If you are a senior and you are reading this, know that drinking is up to you as an individual. Seniors usually have more time on their hands, and reducing stress and socializing with “moderate” drinking may not seem like a bad idea. There are very real issues and difficulties that can accompany aging: failing health, limited mobility, financial hardships, caring for an ailing spouse. You may have a drinking problem already and it is becoming worse over the years. If you are experiencing boredom or a sense of uncertainty, you may drink more than you normally would. Maybe you are suffering from stress or depression. Or maybe you are drinking because you are suffering from loneliness after your children moved away, or experiencing loss due to the death of a spouse or a friend. It is natural to feel lonely under these circumstances, and these are situations that may lead some people to turn to alcohol for comfort.
The good news is that there is help available. Seniors who seek help for a drinking problem have a good chance for recovery because they are likely to stick with treatment programs, especially when the programs are geared specifically to seniors’ needs.
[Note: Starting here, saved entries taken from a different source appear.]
PR #198, opened 2022-01-18
reactions: add retry logic for failed reactions

sumnerevans:


mautrix_signal/portal.py
```diff
@@ -420,14 +422,20 @@ async def _handle_matrix_message(
                 await Portal._expire_event(dm.room_id, dm.mxid)
 
     async def _signal_send_with_retries(
-        self, sender: u.User, message: MessageEventContent, event_id: EventID, **send_args
+        self,
+        sender: u.User,
+        event_id: EventID,
+        send_fn: Callable,
+        event_type: EventType,
+        message_type: MessageEventContent | None = None,
```
tulir, line 430:
```suggestion
        message_type: MessageType | None = None,
```

mautrix_signal/portal.py
```diff
@@ -476,11 +484,41 @@ async def handle_matrix_reaction(
...
+            await self._send_delivery_receipt(event_id)
 
+    async def _handle_matrix_reaction(
+        self, sender: u.User, event_id: EventID, reacting_to: EventID, emoji: str
+    ) -> None:
         message = await DBMessage.get_by_mxid(reacting_to, self.mxid)
         if not message:
             self.log.debug(f"Ignoring reaction to unknown event {reacting_to}")
-            return
+            raise NotConnected(f"Ignoring reaction to unknown event {reacting_to}")
```
tulir, line 521: This looks like the catch in `_signal_send_with_retries` is going to log an unnecessary exception and send the checkpoint with a message that isn't true ("not connected to signald").

We should probably stop abusing existing exception classes and just make new ones when appropriate, a `class UnknownReactionTarget(Exception): pass` or something at the top of the file is fine. The handler can then catch both and adjust the log level and checkpoint message appropriately

tulir (changes requested):

mautrix_signal/portal.py
sumnerevans: OK, that sounds good. I wasn't really loving this implementation, so I think that adding a new exception class makes sense here.

tulir (approved):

Family members or friends of a senior with a drinking problem can assist by acknowledging the problem and helping the person find treatment. There are many resources available in our community, including support groups and mobile senior services.
The senior years should be a fulfilling time of enjoying friends and family. We know that there are health and lifestyle changes that come with aging; however, there is no reason that alcohol abuse should interfere with this valuable time in one’s life. If you or a loved one need help, reach out and seek the assistance you need.